■ **The task**
Every record must be retyped as it stands.

■ **Records to use**

PR #1, opened 2019-04-03
[Student][MBL-11324] Submission Details Skeleton View

JordanMarshall:


apps/student/src/main/java/com/instructure/student/mobius/assignmentDetails/submissionDetails/SubmissionDetailsUpdate.kt
```diff
@@ -39,18 +39,27 @@ class SubmissionDetailsUpdate : UpdateInit<SubmissionDetailsModel, SubmissionDet
...
+                    setOf(SubmissionDetailsEffect.LoadData(model.canvasContext.id, model.assignmentId)))
+            }
             is SubmissionDetailsEvent.SubmissionClicked -> {
-                val submissionType = getSubmissionContentType(
-                        model.rootSubmission?.dataOrNull?.submissionHistory?.find { it?.id == event.submissionId },
+                if (event.submissionAttemptId == model.selectedSubmissionAttemptId) {
+                    Next.noChange<SubmissionDetailsModel, SubmissionDetailsEffect>()
+                } else {
+                    val submissionType = getSubmissionContentType(
+                        model.rootSubmission?.dataOrNull?.submissionHistory?.find { it?.id == event.submissionAttemptId },
```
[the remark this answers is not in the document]
CalvinKern: This also requires an update to the `SubmissionDetailsUpdateTest`

apps/student/src/main/java/com/instructure/student/mobius/assignmentDetails/submissionDetails/ui/SubmissionDetailsView.kt
```diff
@@ -17,34 +17,197 @@
...
+    parent: ViewGroup,
+    private val canvasContext: CanvasContext,
+    private val fragmentManager: FragmentManager
+) : MobiusView<SubmissionDetailsViewState, SubmissionDetailsEvent>(
+    R.layout.fragment_submissiont_details,
+    layoutInflater,
+    parent
+) {
 
+    private var consumer: Consumer<SubmissionDetailsEvent>? = null
```
CalvinKern: Would it be reasonable to move the consumer to MobiusView or will it used that infrequently in subclasses like this that it's not worth it?

apps/student/src/main/java/com/instructure/student/mobius/assignmentDetails/submissionDetails/ui/SubmissionDetailsView.kt
```diff
@@ -17,34 +17,197 @@
...
+        submissionVersionsSpinner.adapter =
+            ArrayAdapter(context, R.layout.spinner_submission_versions, submissions.map { it.second }).apply {
+                setDropDownViewResource(R.layout.spinner_submission_versions_dropdown)
+            }
+        submissionVersionsSpinner.setSelection(selectedIdx, false)
+        submissionVersionsSpinner.onItemSelectedListener = object : AdapterView.OnItemSelectedListener {
+            override fun onNothingSelected(parent: AdapterView<*>?) = Unit
+            override fun onItemSelected(parent: AdapterView<*>?, view: View?, position: Int, id: Long) {
+                val submissionId = submissions[position].first
+                consumer?.accept(SubmissionDetailsEvent.SubmissionClicked(submissionId))
```
CalvinKern: Could change the `submissionId` variable name to `submissionAttempt` to be more consistent.

apps/student/src/main/res/layout/fragment_submissiont_details.xml
```diff
@@ -0,0 +1,193 @@
...
+        android:fillViewport="true">
+
+        <LinearLayout
+            android:layout_width="match_parent"
+            android:layout_height="wrap_content"
+            android:gravity="center"
+            android:orientation="vertical"
+            android:padding="32dp"
+            android:visibility="gone"
+            tools:visibility="visible">
```
CalvinKern: I think you need to either move your visibilities up to the scrollview, or move the errorContainer id to the linear layout. That's the visibility that is getting updated in the view, and this linear layout has no id so it seems like it will never get set to visible

apps/student/src/main/java/com/instructure/student/mobius/assignmentDetails/submissionDetails/SubmissionDetailsPresenter.kt
```diff
@@ -0,0 +1,97 @@
...
+            }
+            tabData += SubmissionDetailsTabData.FileData(
+                name = name,
+                files = this,
+                selectedFileId = model.selectedAttachmentId ?: 0
+            )
+        }
+
+        // Grade/Rubric tab
+        if (rootSubmission.isGraded || rootSubmission.rubricAssessment.isNotEmpty()) {
```
CalvinKern: `isGraded` checks if there is a grade given, not if it is an assignment that will be graded.
I thought we were always going to show the 'grade' tab for assignments that will be graded, but if we decided that we do not need to show this tab when there is not a grade then this is okay. Otherwise, you could pull from the assignment grading type and just check for `NOT_GRADED`?

apps/student/src/androidTest/java/com/instructure/student/ui/renderTests/SubmissionDetailsRenderTest.kt
```diff
@@ -0,0 +1,272 @@
...
+
+    @Test
+    fun spinnerShowsCorrectSelectedSubmission() {
+        val firstSubmission = Submission(
+            attempt = 1,
+            submittedAt = Calendar.getInstance().apply { set(2050, 0, 30, 23, 59, 0) }.time
+        )
+        val secondSubmission = Submission(
+            attempt = 2,
+            submittedAt = Calendar.getInstance().apply { set(2050, 0, 31, 23, 59, 0) }.time
```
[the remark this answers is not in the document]
JordanMarshall: Calendar doesn't have a companion object so we can't add statically-accessible extension functions like that. We could do something like `Calendar.getInstance().getTime(2050, 0, 31, 23, 59, 0)`, but it might make more sense to add new functionality to our existing DateHelper utility, e.g. `DateHelper.makeDate(2050, 0, 31, 23, 59, 0)`.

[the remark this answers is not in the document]
CalvinKern: Ah, that is unfortunate. Up to you if we make the helper, just thought it might be a little more convenient than this pattern.

apps/student/src/main/java/com/instructure/student/mobius/assignmentDetails/submissionDetails/SubmissionDetailsUpdate.kt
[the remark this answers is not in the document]
JordanMarshall: Excellent catch.

apps/student/src/main/java/com/instructure/student/mobius/assignmentDetails/submissionDetails/ui/SubmissionDetailsView.kt
JordanMarshall: Let's leave it as-is for now until we have a better feel for what becomes the norm in our views. I'd rather deal with the minor duplication until we know it's the right move.

apps/student/src/main/java/com/instructure/student/mobius/assignmentDetails/submissionDetails/ui/SubmissionDetailsView.kt
JordanMarshall: 👍

apps/student/src/main/java/com/instructure/student/mobius/assignmentDetails/submissionDetails/ui/SubmissionDetailsView.kt
CalvinKern: Super reasonable

apps/student/src/main/res/layout/fragment_submissiont_details.xml
JordanMarshall: Another excellent catch. This was wrapped in a ScrollView to ensure the user could still access the retry button in landscape or on small devices, but while the ID was moved from the child to the parent, the visibility settings were not. I'll fix that and also update the UI test to assert that the content itself is also visible, not just the container.

apps/student/src/main/java/com/instructure/student/mobius/assignmentDetails/submissionDetails/SubmissionDetailsPresenter.kt
JordanMarshall: After discussing this with David it was decided that the grade tab will only be shown when there is a grade or rubric assessment.

apps/student/src/androidTest/java/com/instructure/student/ui/renderTests/SubmissionDetailsRenderTest.kt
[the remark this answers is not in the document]
JordanMarshall: It will undoubtedly be helpful for future tests so I'll go ahead and make it.

apps/student/src/main/java/com/instructure/student/mobius/assignmentDetails/submissionDetails/SubmissionDetailsPresenter.kt
JordanMarshall: After further discussion with product and design, we settled on showing all the tabs all the time to keep things consistent for the user.

apps/student/src/main/java/com/instructure/student/mobius/assignmentDetails/submissionDetails/ui/SubmissionDetailsView.kt
```diff
@@ -38,15 +38,15 @@ import com.instructure.student.mobius.assignmentDetails.submissionDetails.Submis
...
+import kotlinx.android.synthetic.main.fragment_submission_details.*
 
 class SubmissionDetailsView(
     layoutInflater: LayoutInflater,
     parent: ViewGroup,
     private val canvasContext: CanvasContext,
     private val fragmentManager: FragmentManager
 ) : MobiusView<SubmissionDetailsViewState, SubmissionDetailsEvent>(
-    R.layout.fragment_submissiont_details,
+    R.layout.fragment_submission_details,
```
CalvinKern: lol, nice catch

■ **Result of the task**
PR #1, opened 2019-04-03
[Student][MBL-11324] Submission Details Skeleton View

JordanMarshall:


apps/student/src/main/java/com/instructure/student/mobius/assignmentDetails/submissionDetails/SubmissionDetailsUpdate.kt
```diff
@@ -39,18 +39,27 @@ class SubmissionDetailsUpdate : UpdateInit<SubmissionDetailsModel, SubmissionDet
...
+                    setOf(SubmissionDetailsEffect.LoadData(model.canvasContext.id, model.assignmentId)))
+            }
             is SubmissionDetailsEvent.SubmissionClicked -> {
-                val submissionType = getSubmissionContentType(
-                        model.rootSubmission?.dataOrNull?.submissionHistory?.find { it?.id == event.submissionId },
+                if (event.submissionAttemptId == model.selectedSubmissionAttemptId) {
+                    Next.noChange<SubmissionDetailsModel, SubmissionDetailsEffect>()
+                } else {
+                    val submissionType = getSubmissionContentType(
+                        model.rootSubmission?.dataOrNull?.submissionHistory?.find { it?.id == event.submissionAttemptId },
```
[the remark this answers is not in the document]
CalvinKern: This also requires an update to the `SubmissionDetailsUpdateTest`

apps/student/src/main/java/com/instructure/student/mobius/assignmentDetails/submissionDetails/ui/SubmissionDetailsView.kt
```diff
@@ -17,34 +17,197 @@
...
+    parent: ViewGroup,
+    private val canvasContext: CanvasContext,
+    private val fragmentManager: FragmentManager
+) : MobiusView<SubmissionDetailsViewState, SubmissionDetailsEvent>(
+    R.layout.fragment_submissiont_details,
+    layoutInflater,
+    parent
+) {
 
+    private var consumer: Consumer<SubmissionDetailsEvent>? = null
```
CalvinKern: Would it be reasonable to move the consumer to MobiusView or will it used that infrequently in subclasses like this that it's not worth it?

apps/student/src/main/java/com/instructure/student/mobius/assignmentDetails/submissionDetails/ui/SubmissionDetailsView.kt
```diff
@@ -17,34 +17,197 @@
...
+        submissionVersionsSpinner.adapter =
+            ArrayAdapter(context, R.layout.spinner_submission_versions, submissions.map { it.second }).apply {
+                setDropDownViewResource(R.layout.spinner_submission_versions_dropdown)
+            }
+        submissionVersionsSpinner.setSelection(selectedIdx, false)
+        submissionVersionsSpinner.onItemSelectedListener = object : AdapterView.OnItemSelectedListener {
+            override fun onNothingSelected(parent: AdapterView<*>?) = Unit
+            override fun onItemSelected(parent: AdapterView<*>?, view: View?, position: Int, id: Long) {
+                val submissionId = submissions[position].first
+                consumer?.accept(SubmissionDetailsEvent.SubmissionClicked(submissionId))
```
CalvinKern: Could change the `submissionId` variable name to `submissionAttempt` to be more consistent.

apps/student/src/main/res/layout/fragment_submissiont_details.xml
```diff
@@ -0,0 +1,193 @@
...
+        android:fillViewport="true">
+
+        <LinearLayout
+            android:layout_width="match_parent"
+            android:layout_height="wrap_content"
+            android:gravity="center"
+            android:orientation="vertical"
+            android:padding="32dp"
+            android:visibility="gone"
+            tools:visibility="visible">
```
CalvinKern: I think you need to either move your visibilities up to the scrollview, or move the errorContainer id to the linear layout. That's the visibility that is getting updated in the view, and this linear layout has no id so it seems like it will never get set to visible

apps/student/src/main/java/com/instructure/student/mobius/assignmentDetails/submissionDetails/SubmissionDetailsPresenter.kt
```diff
@@ -0,0 +1,97 @@
...
+            }
+            tabData += SubmissionDetailsTabData.FileData(
+                name = name,
+                files = this,
+                selectedFileId = model.selectedAttachmentId ?: 0
+            )
+        }
+
+        // Grade/Rubric tab
+        if (rootSubmission.isGraded || rootSubmission.rubricAssessment.isNotEmpty()) {
```
CalvinKern: `isGraded` checks if there is a grade given, not if it is an assignment that will be graded.
I thought we were always going to show the 'grade' tab for assignments that will be graded, but if we decided that we do not need to show this tab when there is not a grade then this is okay. Otherwise, you could pull from the assignment grading type and just check for `NOT_GRADED`?

apps/student/src/androidTest/java/com/instructure/student/ui/renderTests/SubmissionDetailsRenderTest.kt
```diff
@@ -0,0 +1,272 @@
...
+
+    @Test
+    fun spinnerShowsCorrectSelectedSubmission() {
+        val firstSubmission = Submission(
+            attempt = 1,
+            submittedAt = Calendar.getInstance().apply { set(2050, 0, 30, 23, 59, 0) }.time
+        )
+        val secondSubmission = Submission(
+            attempt = 2,
+            submittedAt = Calendar.getInstance().apply { set(2050, 0, 31, 23, 59, 0) }.time
```
[the remark this answers is not in the document]
JordanMarshall: Calendar doesn't have a companion object so we can't add statically-accessible extension functions like that. We could do something like `Calendar.getInstance().getTime(2050, 0, 31, 23, 59, 0)`, but it might make more sense to add new functionality to our existing DateHelper utility, e.g. `DateHelper.makeDate(2050, 0, 31, 23, 59, 0)`.

[the remark this answers is not in the document]
CalvinKern: Ah, that is unfortunate. Up to you if we make the helper, just thought it might be a little more convenient than this pattern.

apps/student/src/main/java/com/instructure/student/mobius/assignmentDetails/submissionDetails/SubmissionDetailsUpdate.kt
[the remark this answers is not in the document]
JordanMarshall: Excellent catch.

apps/student/src/main/java/com/instructure/student/mobius/assignmentDetails/submissionDetails/ui/SubmissionDetailsView.kt
JordanMarshall: Let's leave it as-is for now until we have a better feel for what becomes the norm in our views. I'd rather deal with the minor duplication until we know it's the right move.

apps/student/src/main/java/com/instructure/student/mobius/assignmentDetails/submissionDetails/ui/SubmissionDetailsView.kt
JordanMarshall: 👍

apps/student/src/main/java/com/instructure/student/mobius/assignmentDetails/submissionDetails/ui/SubmissionDetailsView.kt
CalvinKern: Super reasonable

apps/student/src/main/res/layout/fragment_submissiont_details.xml
JordanMarshall: Another excellent catch. This was wrapped in a ScrollView to ensure the user could still access the retry button in landscape or on small devices, but while the ID was moved from the child to the parent, the visibility settings were not. I'll fix that and also update the UI test to assert that the content itself is also visible, not just the container.

apps/student/src/main/java/com/instructure/student/mobius/assignmentDetails/submissionDetails/SubmissionDetailsPresenter.kt
JordanMarshall: After discussing this with David it was decided that the grade tab will only be shown when there is a grade or rubric assessment.

apps/student/src/androidTest/java/com/instructure/student/ui/renderTests/SubmissionDetailsRenderTest.kt
[the remark this answers is not in the document]
JordanMarshall: It will undoubtedly be helpful for future tests so I'll go ahead and make it.

apps/student/src/main/java/com/instructure/student/mobius/assignmentDetails/submissionDetails/SubmissionDetailsPresenter.kt
JordanMarshall: After further discussion with product and design, we settled on showing all the tabs all the time to keep things consistent for the user.

apps/student/src/main/java/com/instructure/student/mobius/assignmentDetails/submissionDetails/ui/SubmissionDetailsView.kt
```diff
@@ -38,15 +38,15 @@ import com.instructure.student.mobius.assignmentDetails.submissionDetails.Submis
...
+import kotlinx.android.synthetic.main.fragment_submission_details.*
 
 class SubmissionDetailsView(
     layoutInflater: LayoutInflater,
     parent: ViewGroup,
     private val canvasContext: CanvasContext,
     private val fragmentManager: FragmentManager
 ) : MobiusView<SubmissionDetailsViewState, SubmissionDetailsEvent>(
-    R.layout.fragment_submissiont_details,
+    R.layout.fragment_submission_details,
```
CalvinKern: lol, nice catch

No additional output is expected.